Objectives: ANCA-associated vasculitis (AAV) is a group of chronic diseases with relapses that associate organic damage because of the disease and its treatment. Avacopan is a new treatment indicated for AAV. We present the first experiences with avacopan in Spain as part of an Early Access program.

Methods: Patients with AAV who started avacopan between June 2022 and September 2023 were included. For comparison, a historical cohort of patients diagnosed with AAV around the same time and treated without avacopan was also included.

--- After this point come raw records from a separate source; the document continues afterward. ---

PR #923, opened 2023-08-22
TC: factor out parameter/argument validation into `hash-tir`

### LINKED ISSUE #922: Move out param/args checking logic from `hash-typecheck` to `hash-tir` so that it can be reused.

feds01:
- reporting: re-export `hash-error-codes` and update references across compiler
- tc+tir: factor out parameter/argument validation into `hash-tir` from `hash-typecheck`

closes #922 

## Todos:
- Possibly refactor `TcErrorState` to just use the `hash_reporting::diagnostics::ErrorState`

### DIFF
--- a/compiler/hash-reporting/src/diagnostic.rs
+++ b/compiler/hash-reporting/src/diagnostic.rs
@@ -298,3 +298,75 @@ pub trait AccessToDiagnosticsMut {
         self.diagnostics().merge_diagnostics(other)
     }
 }
+
+/// A convinient trait which specifies that an error type can be converted
+/// into a compound error version.
+pub trait IntoCompound: Sized {
+    fn into_compound(items: Vec<Self>) -> Self;
+}
+
+/// Accumulates errors that occur during typechecking in a local scope.
+///
+/// This is used for error recovery, so that multiple errors can be reported
+/// at once.
+#[derive(Debug)]
+pub struct ErrorState<E> {
+    pub errors: Vec<E>,
+}
+
+impl<E: IntoCompound> ErrorState<E> {
+    /// Create a new [ErrorState].
+    pub fn new() -> Self {
+        Self { errors: vec![] }
+    }
+
+    /// Add an error to the error state.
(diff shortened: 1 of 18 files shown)


compiler/hash-reporting/src/diagnostic.rs
```diff
@@ -298,3 +298,75 @@ pub trait AccessToDiagnosticsMut {
...
+    }
+
+    /// Take the errors from the error state.
+    pub fn take_errors(&mut self) -> Vec<E> {
+        std::mem::take(&mut self.errors)
+    }
+
+    /// Convert the accumulated [ErrorState] into a single error. This is
+    /// possible since [ErrorState] implements [IntoCompound].
+    pub fn into_error<T>(&mut self, t: impl FnOnce() -> Result<T, E>) -> Result<T, E> {
```
kontheocharis, line 358: Would it be better to factor this out into its own impl block with the IntoCompound bound?

compiler/hash-tir/src/utils/params.rs
```diff
@@ -1,42 +1,238 @@
...
+        ParamError::Compound { errors }
+    }
+}
+
+pub type ParamResult<T> = Result<T, ParamError>;
+
+/// Operations related to module definitions.
+#[derive(Constructor)]
+pub struct ParamUtils<'tc> {
+    env: &'tc Env<'tc>,
```
kontheocharis, line 223: Is env needed here?

compiler/hash-reporting/src/diagnostic.rs
feds01: Yeah, this is probably better.

compiler/hash-tir/src/utils/params.rs
feds01: I think not, I'll remove

feds01:
Also, what do you think about replacing `TcErrorState` with just an `ErrorState`

kontheocharis:
I think it should be fine to do that

kontheocharis (approved):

Results: Twenty-nine patients treated with avacopan were analysed. Twelve patients (41.4%) were male, and median age was 56 years. Most patients were ANCA MPO positive (21/29, 72.4%). The most frequently affected organ was the kidney (23/29, 79.31%), with a mean estimated glomerular filtration rate (eGFR) of 23.2 ml/min. Mean follow-up was 456.8 (±181.7) days with a remission rate of 86.2%. eGFR increased from 23.2 (11.2) to 38.38 (18.55) ml/min after 12 months of diagnosis. Two patients had adverse events related to avacopan (severe neutropenia and a gastrointestinal affectation), 13 infections were reported and one death. Patients treated with avacopan received a significantly lower cumulative dose of prednisone at 6 and 12 months (P-values of 0.02 and <0.01, respectively) compared with historical controls. The evolution of GFR at 1 year of follow-up and the incidence of relapse were similar in both groups.

Conclusion: The combination of avacopan with standard immunosuppressive therapy presents a good safety profile and provides added value by contributing to the control of AAV activity, increase GFR and removal of steroids.

Keywords: ANCA; complement; immunology; immunosuppression; vasculitis.